Ultimately, capturing anywhere near the total estimated volumes of stormwater will require greater use of decentralized and centralized approaches, according to the report. “This potential exists across scales — at the community, neighborhood, and even parcel or household scale — each of which will be essential for successfully capturing the full potential of this local water supply,” the report notes.

Multiple benefits

Each of the three options — water-efficiency improvements, reuse, and stormwater capture — also potentially confer “co-benefits” beyond simply adding to water supplies, the report notes. Such benefits can include greater water resilience, reductions in energy use and carbon emissions, improvements to the environment, more livable communities, and lower water and wastewater bills for utility customers.

Meanwhile, some of the water-efficiency improvements essentially pay for themselves after factoring in the savings associated with lower energy costs and reduced wastewater generation resulting from their use, Cooley notes. “Many of these efficiency measures have a negative cost because their savings exceed the additional cost of buying the more efficient device when you look over the lifetime (of the device),” she says.

Although the report focuses exclusively on the potential benefits to California, other areas also can benefit from greater use of water-efficiency improvements, reuse, and stormwater capture, Cooley says. “The numbers may be a little bit different, but I think (the report) does highlight the opportunities that can exist in” other locations, she says.

The report includes multiple recommendations for boosting efforts to save water through improved efficiency measures and increase supplies through reuse and stormwater capture. For example, the report calls on local agencies to expand programs to incentivize customers to adopt water-efficiency measures, including high-efficiency appliances and fixtures. Among the other recommendations, state or local agencies are called on to ban nonfunctional grass — that is, grass that isn’t used for recreational purposes — at businesses, institutions, and large housing developments and implement ordinances to require residential and commercial buildings to install water-efficient devices when undergoing alterations, improvements, or sale.

An ‘exuberant’ assessment

Although the report correctly concludes that more can be done in California in the areas of water efficiency, reuse, and stormwater capture, “the degree that we can do those things and do them economically is probably overstated,” says Jay Lund, Ph.D., Dist.M.ASCE, a co-director of the Center for Watershed Sciences and a distinguished professor of civil and environmental engineering at the University of California, Davis.

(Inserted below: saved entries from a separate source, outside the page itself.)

Issue #765, opened 2021-01-14
Intermittent Test Failure in E2E Backend Tests (loginCount not incrementing)


rbclark:
There has been an intermittent failure in the tests that is causing the test suite to fail. The error is: 

```
 FAIL test/users.e2e-spec.ts (84.083 s)
  ● /users › Functions that require authentication › Read › should return 200 status when user is returned

    expect(received).toEqual(expected) // deep equality

    Expected: 1
    Received: 0

      251 |             );
      252 |             expect(response.body.lastLogin).toBeDefined();
    > 253 |             expect(response.body.loginCount).toEqual(1);
          |                                              ^
      254 |             expect(response.body.organization).toEqual(
      255 |               CREATE_USER_DTO_TEST_OBJ.organization
      256 |             );

      at users.e2e-spec.ts:253:46
```

For some reason the `loginCount` is not always incrementing, or is incrementing but is not being properly reflected in the return data.

https://github.com/mitre/heimdall2/runs/1702301802

PR #932, opened 2021-02-12
Convert E2E Tests to Controller Tests

### LINKED ISSUE #849: Rewrite most/all e2e tests as controller tests
Currently the Heimdall Backend has both `controller` and `e2e` tests in it. In my opinion, the `e2e` tests could be much better served to be rewritten as `controller` tests for two reasons:

1. The mocking of controllers seems mostly useless since our controllers require objects that require significant setup, it is much easier to just setup the database as expected and see if the controller responds appropriately.
2. The `e2e` tests are significantly harder to debug than the controller tests.
3. (Bonus reason) This should make debugging and fixing errors such as #765 much easier.

camdenmoors:
Closes #849 and #765. Converts end to end tests to controller tests (except Authn tests, as the controller takes `@Req() req: Request` as an argument). Keeping as draft until I finish comments. evaluationsController e2e tests should be converted as part of the groups update (#794).


apps/backend/src/users/users.controller.spec.ts
```diff
@@ -29,191 +48,525 @@ import {UsersService} from './users.service';
...
+          await usersController.remove(
+            adminUser.id,
+            {user: adminUser},
+            DELETE_USER_DTO_TEST_OBJ
+          );
+        }).rejects.toThrow(ForbiddenException);
+      });
+
+      // Admins should be able to remove their account if there is another administrator
+      it('should test remove function with admin user and there is another admin', async () => {
```
Bialogs, line 552: keep this test but rewrite and move to users.service.spec.ts

apps/backend/src/users/users.controller.spec.ts
```diff
@@ -29,191 +48,525 @@ import {UsersService} from './users.service';
...
+
+      // Admins should be able to remove other users without their password
+      it('should test remove function with admin user and a dto that has no password', async () => {
+        expect(
+          await usersController.remove(basicUser.id, {user: adminUser}, {})
+        ).toEqual(new UserDto(basicUser));
+      });
+
+      // Admins should not be able to remove their account if they are the only administrator
+      it('should test remove function with admin user that is the only admin', async () => {
```
Bialogs, line 539: keep this test but rewrite and move to users.service.spec.ts

apps/backend/src/users/users.controller.spec.ts
```diff
@@ -29,191 +48,525 @@ import {UsersService} from './users.service';
...
+          await usersController.remove(
+            basicUser.id,
+            {user: basicUser},
+            DELETE_USER_DTO_TEST_OBJ_WITH_MISSING_PASSWORD
+          );
+        }).rejects.toThrow(ForbiddenException);
+      });
+
+      // Admins should be able to remove other users without their password
+      it('should test remove function with admin user and a dto that has no password', async () => {
```
Bialogs, line 532: keep this test but rewrite and move to users.service.spec.ts

Bialogs (changes requested):

Bialogs:
You can keep the additional expec.assertions(#) as well but I think most other tests in users.controller.spec.ts are duplicates.

Bialogs:
The github action that runs the e2e tests also needs to be removed since we won't have any of those anymore.

Bialogs (approved):

PR #979, opened 2021-02-23
Add an Expand All Button

### LINKED ISSUE #942: Add expand all button on results view

camdenmoors:
Closes #942, adds an expand all button only if single expand is disabled.

### DIFF
--- a/apps/frontend/src/components/cards/controltable/ControlTable.vue
+++ b/apps/frontend/src/components/cards/controltable/ControlTable.vue
@@ -3,7 +3,12 @@
     <!-- Toolbar -->
     <v-row>
       <v-col cols="12">
-        <v-switch v-model="single_expand" label="Single Expand" class="mt-2" />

Because it does not offer details regarding the relative costs of the three options, the report fails to address the question of their cost-effectiveness, Lund says. The report’s authors have “painted with a very broad brush about what (is) the maximum you could do of everything,” Lund says. “In a few cases it just won’t be effective. In quite a few other cases, it will just be very, very expensive relative to other ways you could accomplish the same objective of providing a good water supply and saving the environment and things like that.”

While not dismissing the value of the report’s conclusions, Lund thinks they need to be viewed from a more realistic vantage point. The report is “a little bit exuberant about the potential of” the three options it assesses, he says. “Certainly many of these things do have useful potential, and I think that potential is moving forward over time. But I don’t think it will ultimately be as big as these numbers are.”